::: MATERIAL SHOWN :::

PR #7460, opened 2026-05-30
fix(serializer): allow inline-scheduled tx on DflyConn fibers

dragonclaw-dragonflydb:
Fixes the serializer_base_test failure in #7459.

With inline scheduling enabled during replication, connection fibers (DflyConn_*) can now trigger OnChangeBlocking directly. Adds the DflyConn prefix to the fiber name allowlist. Safe because the running_tx_ gate prevents concurrent callback interleaving.

Signed-off-by: Dragon Claw <dragonclaw@dragonflydb.io>

### DIFF
--- a/src/server/engine_shard.h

:::

*ABOUT THIS TASK*
Would you copy all lines in the records where the string "dragonflydb" appears?

*RESULT FOR THIS EXERCISE*
dragonclaw-dragonflydb:
Signed-off-by: Dragon Claw <dragonclaw@dragonflydb.io>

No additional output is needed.